I was watching Season 3 of Queer Eye, and Jonathan was discussing the loss of his step father and he made a comment that really resonated with me. He said that as human beings, we like to put things in boxes and move on. We want to take our grief and stick it in a box and put a bow on it and call it done, but grief doesn’t fit in a box. And he’s absolutely right. It seeps into everything. Every ounce of your being and every facet of your life. It pops up when you least expect it. It’s in certain songs, it’s in certain colors, it’s in your dreams. You can push it aside and you can act like it isn’t there, but it’s always lingering and finding subtle ways to gnaw at your insides without you noticing until theres a gaping hole that you need to find a way to fill. 
The expression “time heals all wounds” is a lie. If you didn’t know that already, I hate to be the one to break it to you. It’s been nearly eight years since I lost my mom, and sometimes I think it hurts more now than it did back then. It just hurts in a different way. I feel like the pain never goes away, just changes form. 
It’s affected me in different ways over the last seven, almost eight years. 
I entered an unhealthy relationship that lasted too long where I went from taking care of my mom to taking care of a boy who took advantage of me in more ways than one. 
I lost all motivation for school while taking classes at community college and failed a lot of classes and ruined my GPA.  I ended up adding an extra two years to my time in college due to retaking courses and trying to raise my GPA in order to get into the education program at UNT. 
I ate my feelings. I gained a lot of weight. At least 50 pounds of feelings. (Down about 35 of it thanks to keto) 
I dream about my mom a lot. When that happens, its difficult for me to get out of bed in the morning. I don’t want to enter the reality where my mom is gone. I’ve spent entire weekends in bed trying to go back to sleep in hopes of dreaming of her again. It never works. 

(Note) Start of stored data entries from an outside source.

PR #1235, opened 2026-04-11
Add a new algorithm for the generalized eigenvalue problem

vlovero:
Currently, the algorithms used for the generalized eigenvalue algorithm have a few bottlenecks
 1. The hessenberg-triangular reduction step does not scale very well and givens rotations must be accumulated which adds a lot of redundant work
 2. the QZ algorithm can experience drastic slowdowns in the presence of infinite eigenvalues

The first issue can be addressed using a different HT reduction approach from [Steel et al](https://journals.uwyo.edu/index.php/ela/article/view/6483). The second issue can solved by identifying and deflating all of the infinite eigenvalues before the HT step.

These two bottlenecks are addressed in the xGGEV4 routines in this fork leading to 3-5x speedups when computing eigenvalues compared to xGGEV3.

### DIFF
--- a/SRC/cggdef.f
+++ b/SRC/cggdef.f
@@ -1,0 +1,315 @@
+*> \brief \b CGGDEF
+*
+* =========== DOCUMENTATION ===========
+*
+*> \par Purpose:
+* =============
+*>
+*> \details \b Purpose:
+*> \verbatim
+*>
+*> CGGDEF performs the deflation of infinite eigenvalues in the generalized
+*> eigenvalue problem.
+*> It applies QR and RQ factorizations to 
+*> sub-blocks of A and B to properly isolate and deflate these eigenvalues.
+*> \endverbatim
+*
+* Arguments:
+* ==========
+*
+*> \param[in] COMPVL
+*> \verbatim
+*>          COMPVL is LOGICAL
+*>          = .TRUE.:  Compute the left Schur vectors (VL).
+*>          = .FALSE.: Do not compute the left Schur vectors.
+*> \endverbatim
+*>
+*> \param[in] COMPVR
+*> \verbatim
+*>          COMPVR is LOGICAL
+*>          = .TRUE.:  Compute the right Schur vectors (VR).
+*>          = .FALSE.: Do not compute the right Schur vectors.
+*> \endverbatim
+*>
+*> \param[in] N
+*> \verbatim
+*>          N is INTEGER
+*>          The order of the matrices A, B, VL, and VR.
+*>          N >= 0.
+*> \endverbatim
+*>
+*> \param[in] K
+*> \verbatim
+*>          K is INTEGER
+*>          The number of infinite eigenvalues to deflate (the block size).
+*>          0 <= K <= N.
+*> \endverbatim
+*>
+*> \param[in,out] A
+*> \verbatim
+*>          A is COMPLEX array, dimension (LDA, N)
+*>          On entry, the matrix A to be deflated.
+*>          On exit, A has been updated by the unitary transformations.
+*> \endverbatim
+*>
+*> \param[in] LDA
+*> \verbatim
+*>          LDA is INTEGER
+*>          The leading dimension of the array A.  LDA >= max(1,N).
+*> \endverbatim
+*>
+*> \param[in,out] B
+*> \verbatim
+*>          B is COMPLEX array, dimension (LDB, N)
+*>          On entry, the matrix B to be deflated.
+*>          On exit, B has been updated by the unitary transformations.
+*> \endverbatim
+*>
+*> \param[in] LDB
+*> \verbatim
+*>          LDB is INTEGER
+*>          The leading dimension of the array B.  LDB >= max(1,N).
+*> \endverbatim
+*>
+*> \param[in,out] VL
+*> \verbatim
+*>          VL is COMPLEX array, dimension (LDVL, N)
+*>          If COMPVL = .TRUE., the left Schur vectors are accumulated in VL.
+*> \endverbatim
+*>
+*> \param[in] LDVL
+*> \verbatim
+*>          LDVL is INTEGER
+*>          The leading dimension of the array VL.
+*>          If COMPVL = .TRUE., LDVL >= max(1,N).
+*> \endverbatim
+*>
+*> \param[in,out] VR
+*> \verbatim
+*>          VR is COMPLEX array, dimension (LDVR, N)
+*>          If COMPVR = .TRUE., the right Schur vectors are accumulated in VR.
+*> \endverbatim
+*>
+*> \param[in] LDVR
+*> \verbatim
+*>          LDVR is INTEGER
+*>          The leading dimension of the array VR.
+*>          If COMPVR = .TRUE., LDVR >= max(1,N).
+*> \endverbatim
+*>
+*> \param[out] WORK
+*> \verbatim
+*>          WORK is COMPLEX array, dimension (MAX(1,LWORK))
+*>          On exit, if INFO = 0, WORK(1) returns the optimal LWORK.
+*> \endverbatim
+*>
+*> \param[in] LWORK
+*> \verbatim
+*>          LWORK is INTEGER
+*>          The dimension of the array WORK.
+*>          LWORK >= max(1, 2*N).
+*>          If LWORK = -1, then a workspace query is assumed;
+*>          the routine
+*>          only calculates the optimal size of the WORK array.
+*> \endverbatim
+*>
+*> \param[out] INFO
+*> \verbatim
+*>          INFO is INTEGER
+*>          = 0:  successful exit.
+*>          < 0:  if INFO = -i, the i-th argument had an illegal value.
+*> \endverbatim
+      SUBROUTINE CGGDEF( COMPVL, COMPVR, N, K, A, LDA, B, LDB, VL,
+     $                   LDVL, VR, LDVR, WORK, LWORK, INFO )
+*
+* -- LAPACK-style Code --
+*
+* .. Scalar Arguments ..
+      LOGICAL            COMPVL, COMPVR
+      INTEGER            INFO, K, LDA, LDB, LDVL, LDVR, LWORK, N
+* ..
+* .. Array Arguments ..
+      COMPLEX         A( LDA, * ), B( LDB, * ), VL( LDVL, * ),
+     $                   VR( LDVR, * ), WORK( * )
+* ..
+*
+* =====================================================================
+*
+* .. Local Scalars ..
+      LOGICAL            LQUERY
+      INTEGER            I, IINFO, J, LWKOPT
+* ..
+* .. External Subroutines ..
+      EXTERNAL           CGEQRF, CGERQF, CUNMQR, CUNMRQ, XERBLA
+* ..
+* .. Intrinsic Functions ..
+      INTRINSIC          REAL, CMPLX, INT, MAX
+* ..
+* .. Executable Statements ..
+*
+* Test the input parameters.
+*
+      INFO = 0
+      LQUERY = ( LWORK.EQ.-1 )
+*
+      IF( N.LT.0 ) THEN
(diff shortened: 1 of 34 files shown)


thijssteel:
This is great work!

Here are some initial comments, I'll try to give your code a more detailed read through when I find some time.

1. I think QZ really has three bottlenecks: the two you pointed out, but the eigenvector calculations can also be problematic. It amazes me that you still get such speedups in xGGEV3 without modifying that routine.
2. IterHT, while really fast, is not guaranteed to converge even if infinite eigenvalues are deflated (or at least, I'm not skilled enough to prove that it does.) I think that at the very least, you would need to detect this kind of convergence failure and report the error to the user. From a quick look at the PR, it doesn't seem like that is the case here? Maybe we can switch to the slower variant if that occurs?
3. I never really investigated the impact of IterHT on the accuracy of the eigenvalues. I was still operating under "if the backward error is small, that is all the user can ask from us" at the time. It wouldn't surprise me if some users prefer the slower version if it gives more accurate results. In that sense, making a new routine in addition to xGGEV3 makes sense.

vlovero:
I agree with the eigenvector computation and that's something I'm also working on improving! I've also been trying to prove convergence but haven't managed to come up with anything.

I still need to do a lot more testing for the accuracy, but in my initial tests, I've found that the xggev4 routine gives more accurate results most of the time, but can still struggle on a few edge cases such as when the norms of A and B have very magnitudes.

I'm happy to run the method through any tests!

thijssteel:
Now that you say it like that, the improved eigenvalue accuracy actually makes a lot of sense. Based on a gut feeling, I think that might be because you have cases with a lot of infinite eigenvalues. And deflating those beforehand can very significantly improve the accuracy of all eigenvalues.

It's something that has been known for a while, but I guess that before this PR, there weren't a lot of publically available tools to deflate those eigenvalues that aren't obvious from the nonzero structure of the matrices.

vlovero:
I've created a blocked variant of dtgevc. On my laptop, it's about 2-6x faster than the current unblocked code. I still need to incorporate things like scaling for under/overflow and `howmny`/`select` options then convert it to fortran, but initial tests and benchmarks are promising. Here are some timings using a block size of 32:

size | dgtevc3 | dgtevc | rel. runtime
-- | -- | -- | --
500 | 14.7 ms | 21.0 ms | 1.43
707 | 33.7 ms | 59.4 ms | 1.76
1000 | 72.3 ms | 167 ms | 2.31
1414 | 161 ms | 475 ms | 2.95
2000 | 376 ms | 1361 ms | 3.62
2828 | 908 ms | 3928 ms | 4.33
4000 | 2207 ms | 11317 ms | 5.13
5657 | 5480 ms | 32832 ms | 5.99
8000 | 14093 ms | 92807 ms | 6.59

I can incorporate it into ggev4 when I finish (assuming it passes all of the tests)

thijssteel:
I think that dtgevc fits better in a separate PR. Especially since ggev3 also benefits from it. I'll have a look at the rest of this PR today.

SRC/cggdef.f
```diff
@@ -0,0 +1,315 @@
...
+*> \verbatim
+*>          K is INTEGER
+*>          The number of infinite eigenvalues to deflate (the block size).
+*>          0 <= K <= N.
+*> \endverbatim
+*>
+*> \param[in,out] A
+*> \verbatim
+*>          A is COMPLEX array, dimension (LDA, N)
+*>          On entry, the matrix A to be deflated.
```
thijssteel, line 51: What are the requirements of A? Is it assumed with or without checking that these infinite eigenvalues are present in the beginning of the matrix? At the end? At least state that B indeed needs to be singular.

SRC/cggprp.f
```diff
@@ -0,0 +1,308 @@
...
+*> \par Purpose:
+* =============
+*>
+*> \details \b Purpose:
+*> \verbatim
+*>
+*> CGGPRP is a preprocessing routine for the generalized 
+*> eigenvalue problem.
+*> It prepares the matrices A and B by applying 
+*> an initial Rank-Revealing QR (RRQR) factorization on B, transposing
```
thijssteel, line 14: I would rephrase this. What it does is it applies a rank revealing RQ factorization to B. But since that is not implemented in LAPACK, we do some transposes and transformations to get that RQ factorization via the QR factorization. That makes it clearer.

SRC/cggprp.f
```diff
@@ -0,0 +1,308 @@
...
+* Compute norm of B and tolerance
+*
+      NORMB = CLANGE( 'F', N, N, B, LDB, RWORK )
+      TOL = NORMB * SLAMCH( 'E' )
+*
+* B = B^T
+*
+      CALL CLATRN( N, B, LDB )
+*
+* B = B[:, ::-1]
```
thijssteel, line 225: I'm not too familiar with this notation. Perhaps there is something more standard or perhaps you could clarify at bit.

SRC/cggprp.f
thijssteel: Perhaps we can also try investigating whether the RRRQ is really necessary, a simple RQ would really simplify the code and remove the requirement for the explicit transpose.

SRC/clatrn.f
```diff
@@ -0,0 +1,125 @@
...
+      INTEGER            OMP_GET_MAX_THREADS
+      EXTERNAL           OMP_GET_MAX_THREADS
+#endif
+* ..
+* .. Intrinsic Functions ..
+      INTRINSIC          MIN, CONJG
+* ..
+* .. Executable Statements ..
+*
+#if defined(_OPENMP)
```
thijssteel, line 73: I'm not familiar enough with openmp in lapack to check this. @langou do you know someone who can make sure this won't cause issues?

SRC/cgghd4.f
```diff
@@ -0,0 +1,369 @@
...
+*>          LWORK is INTEGER
+*>          The dimension of the array WORK.
+*>          If LWORK = -1, then a workspace query is assumed.
+*> \endverbatim
+*>
+*> \param[out] INFO
+*> \verbatim
+*>          INFO is INTEGER
+*>          = 0:  successful exit.
+*>          < 0:  if INFO = -i, the i-th argument had an illegal value.
```
thijssteel, line 130: This is an iterative algorithm that can fail, I would add an option to return a positive info argument is this is the case. This could potentially indicate how many columns have successfully been reduced.

SRC/cgghd4.f
```diff
@@ -0,0 +1,369 @@
...
+      END DO
+      IF (AMAX.EQ.RZERO) THEN
+         AMAX = RONE
+      END IF
+      TOL = EPS * AMAX
+
+*
+* Outer reduction loop: iterate until K reaches IHI or NITER hits 50.
+*
+      DO WHILE( K.LT.IHI .AND. NITER.LT.50 )
```
thijssteel, line 269: I think 50 is a bit large. If this hasn't converged after ~10 iterations, I think you are much better off just using XGGHD3.

SRC/cgghd4.f
```diff
@@ -0,0 +1,369 @@
...
+*> \verbatim
+*>          WORK is COMPLEX array, dimension (MAX(1,LWORK))
+*>          On exit, if INFO = 0, WORK(1) returns the optimal LWORK.
+*> \endverbatim
+*>
+*> \param[in] LWORK
+*> \verbatim
+*>          LWORK is INTEGER
+*>          The dimension of the array WORK.
+*>          If LWORK = -1, then a workspace query is assumed.
```
thijssteel, line 123: This routine requires a very large workspace (N**2). I think this is mostly fine, because the user already needs to store 4 N X N matrices. But perhaps it would still be useful to make this clear to the user?

SRC/cgghd4.f
```diff
@@ -0,0 +1,369 @@
...
+*
+         CALL CLACPY( 'A', NCOLS, NCOLS, A( K, K ), LDA, WORK, NCOLS )
+*
+* CTRSM to solve X * B = A
+*
+         CALL CTRSM( 'R', 'U', 'N', 'N', NCOLS, NCOLS, 
+     $               CMPLX( RONE / AMAX, RZERO ), B( K, K ), LDB, 
+     $               WORK, NCOLS )
+*
+* Hessenberg reduction of X
```
thijssteel, line 316: Maybe write this out, so that Qc has been defined for the next comment.

SRC/cgghd4.f
```diff
@@ -0,0 +1,369 @@
...
+            DO I = 1, COL_LEN
+               A( K + 1 + I, K ) = CZERO
+            END DO
+            K = K + 1
+         END DO
+
+         IF (K.GE.IHI) THEN
+            EXIT
+         END IF
+
```
thijssteel, line 302: I'm not very sure about this, but I think it is important that empty lines are actually comments. Otherwise, the coverage tracker gets confused. But that might be about another projects I'm misremembering. Someone else will likely confirm for me.

SRC/cgghd4.f
```diff
@@ -0,0 +1,369 @@
...
+*> \par Purpose:
+* =============
+*>
+*> \details \b Purpose:
+*> \verbatim
+*>
+*> CGGHD4 reduces a pair of complex matrices (A,B) to generalized upper
+*> Hessenberg form using unitary transformations, where A is a
+*> Hessenberg matrix and B is upper triangular. This routine
+*> employs a blocked algorithm (Steel et al) to improve efficiency
```
thijssteel, line 14: I'd prefer a reference to the actual paper. I've written multiple algorithms for fast HT reductions and a reference would make it clear which one.

SRC/cggev4.f
```diff
@@ -0,0 +1,379 @@
...
+      WORKNEEDED = MAX( WORKNEEDED, INT( REAL( DUMMY( 1 ) ) ) )
+      CALL CLAQZ0( JOBQZ, JOBVL, JOBVR, N, 1, N, A, LDA, B, LDB,
+     $             ALPHA, BETA, VL, LDVL, VR, LDVR, DUMMY,
+     $             -1, RWORK, 0, INFO )
+      WORKNEEDED = MAX( WORKNEEDED, INT( REAL( DUMMY( 1 ) ) ) )
+*
+* CGGBAL does not use a workspace query; it always needs 6*N
+* elements. Ensure the workspace is large enough to accommodate it.
+*
+      WORKNEEDED = MAX( WORKNEEDED, 6*N )
```
thijssteel, line 272: I don't think you use XGGBAL anymore. Rather than removing this extra workspace and the comment. I would recommend still applying XGGBAL before the preprocessing. Identifying zero columns before trying detect rank deficiencies numerically seems like a good idea.

SRC/cgghd4.f
```diff
@@ -0,0 +1,369 @@
...
+            CALL CUNMHR( 'R', 'N', N, NCOLS, 1, NCOLS, WORK, NCOLS,
+     $                   WORK( IWORK ), Q( 1, K ), LDQ,
+     $                   WORK( IWORK+NCOLS ), LWORK-IWORK-NCOLS+1,
+     $                   IERR )
+         END IF
+
+*
+* RQ factorization of B(K:IHI, K:IHI)
+*
+         CALL CGERQF( NCOLS, NCOLS, B( K, K ), LDB, WORK( IWORK ),
```
thijssteel, line 339: Especially if we replace the RRQR factorization with just an RQ, this RQ factorization here could reveal extra infinite eigenvalues. Perhaps these could also be detected and deflated?

thijssteel (changes requested):
Overall, a very nice PR. The implementation is quite a bit nicer than my original implementation of the algorithm.

SRC/cggprp.f
vlovero: I've found the RRRQ is necessary for efficiency of the IterHT algorithm. In some of my initial tests IterHT was requiring 3-4 iterations instead of just one when using standard RQ. The ordering of the diagonal entries of R in the RRRQ have been useful too when trying to prove tighter convergence bounds for IterHT.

My self confidence hit an all time low (not that it was ever that high to begin with, let’s be real) and I developed social anxiety that left me too afraid to leave my apartment for anything other than work and class for an entire year. 

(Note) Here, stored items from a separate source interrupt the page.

PR #1236, opened 2026-04-13
cleanup: normalize ZERO/ONE constant order in TESTING/EIG error-exit tests

nakatamaho:
This PR normalizes the declaration and PARAMETER definition order
of the named constants ZERO and ONE across TESTING/EIG error-exit
test routines:

- {s,d,c,z}errec
- {s,d,c,z}erred

Specifically, the order is unified to:
    ZERO, ONE

This matches the prevailing style used in other parts of LAPACK
and improves consistency for automated translation and maintenance
(e.g., fable-based workflows in MPLAPACK).

No functional changes are intended. This is a pure cleanup.

### DIFF
--- a/TESTING/EIG/cerrec.f
+++ b/TESTING/EIG/cerrec.f
@@ -69,8 +69,8 @@
 *     .. Parameters ..
       INTEGER            NMAX, LW
       PARAMETER          ( NMAX = 4, LW = NMAX*( NMAX+2 ) )
-      REAL               ONE, ZERO
-      PARAMETER          ( ONE = 1.0E0, ZERO = 0.0E0 )
+      REAL               ZERO, ONE
+      PARAMETER          ( ZERO = 0.0E0, ONE = 1.0E0 )
 *     ..
 *     .. Local Scalars ..
       INTEGER            I, IFST, ILST, INFO, J, M, NT
--- a/TESTING/EIG/cerred.f
+++ b/TESTING/EIG/cerred.f
@@ -83,8 +83,8 @@
 *     .. Parameters ..
       INTEGER            NMAX, LW
       PARAMETER          ( NMAX = 4, LW = 5*NMAX )
-      REAL               ONE, ZERO
-      PARAMETER          ( ONE = 1.0E0, ZERO = 0.0E0 )
+      REAL               ZERO, ONE
+      PARAMETER          ( ZERO = 0.0E0, ONE = 1.0E0 )
 *     ..
 *     .. Local Scalars ..
       CHARACTER*2        C2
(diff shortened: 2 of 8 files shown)


langou:
On the one hand, I think LAPACK has been trying to keep alphabetical order when declaring variable. 

https://github.com/Reference-LAPACK/lapack/blob/f6fb1114abedc83dcde51740d6318c390d8cdd89/SRC/dgeev.f#L209-L238

In that sense, first ONE then ZERO makes sense to me. 

On the other hand, this specific 
```fortran
*     .. Parameters ..
      DOUBLE PRECISION   ZERO, ONE
      PARAMETER          ( ZERO = 0.0D0, ONE = 1.0D0 )
```
is really not consistent in LAPACK.
Indeed
```unix
grep PARAMETER SRC/d*f | grep ZERO | grep ONE
```
We can see that 176 subroutines uses first ZERO then ONE, and 96 subroutines use first ONE then ZERO.
(Only counting in SRC/ double precision subroutines.)

All in all, I am fine with anything. I am fine going one way, or the other way, or leaving it all as the mess it is. Not everything has to be consistent. But happy to approve the pull request.

nakatamaho:
Thanks for the flexibility and for approving.

That said, one thing I’ve learned through this process is that we do need some level of code discipline. Otherwise we keep revisiting the same style/consistency issues in every PR.

My current thinking is:
- Contributors don’t have to strictly follow all conventions when submitting
- But changes that move the code toward a consistent style should be accepted

For example:

- Avoid hard-coded constants like 0.5, -0.125, 1.0D0, 0.0D0  
  → use named PARAMETERs such as ZERO, ONE, TWO (and CZERO, CONE for complex)

  This is not just stylistic. It helps:
  - keep type consistency (REAL vs COMPLEX)
  - avoid precision-dependent inconsistencies (especially across double, quad etc.)
     cf. https://github.com/Reference-LAPACK/lapack/blob/master/INSTALL/make.inc.gfortran-quad
  - centralize numerical definitions for future changes

- Use LSAME for character comparisons instead of direct comparisons

  This is also not just style. It ensures:
  - case-insensitive behavior consistent with LAPACK
  - portability across compilers and systems where character comparison may differ

To make this explicit and reduce ambiguity, I propose adding a short guideline document (e.g., CODE_DISCIPLINE.md).
This should help reduce friction in reviews and gradually improve overall code quality.

I can draft an initial version if that sounds reasonable.

mgates3:
I do like named parameters, although I'm not a fan of CZERO and CONE. See my comment on #1234. (FWIW, SLATE doesn't use czero or cone; it does occasionally use r_zero and r_one. See [SLATE's style guide](https://github.com/icl-utk-edu/slate/wiki/code-style-guide#constants) regarding constants.)

The order of ZERO, ONE seems a trivial matter not worth normalizing. It's unlikely to stay normalized, so any automated tool needs to deal with all the various permutations it can come in.

A style guide document could be nice -- I would name it something like "style-guide.md". It can get included in the doxygen.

I’ve overcome a lot of those things. I have graduated from college and I am now almost finished with my second year of teaching. I am working on losing the weight that I gained and am eating healthier and exercising. My social anxiety is manageable and I am stepping out of my comfort zone more and more. 
But the grief is still there. Gnawing at my insides. I’m just waiting for it to make a new hole. When it does, I’ll find a way to fill it. I’ll overcome that one, too. 
But I just want people to know that if they’re grieving, they’re not alone. There is no timeline. There’s no end date. And that’s okay. 
It’s messy and it’s hard and it’s something that people don’t understand until they’ve felt it. Don’t be afraid to ask for help. Don’t be embarrassed. 
It’s okay to not always be okay. You’ll get there. 
Side note: when I blogged in high school, each post was titled with a song lyric from a song that I felt matched the theme of the post. Today’s title comes from “The Feel Again (Stay)” by Blue October.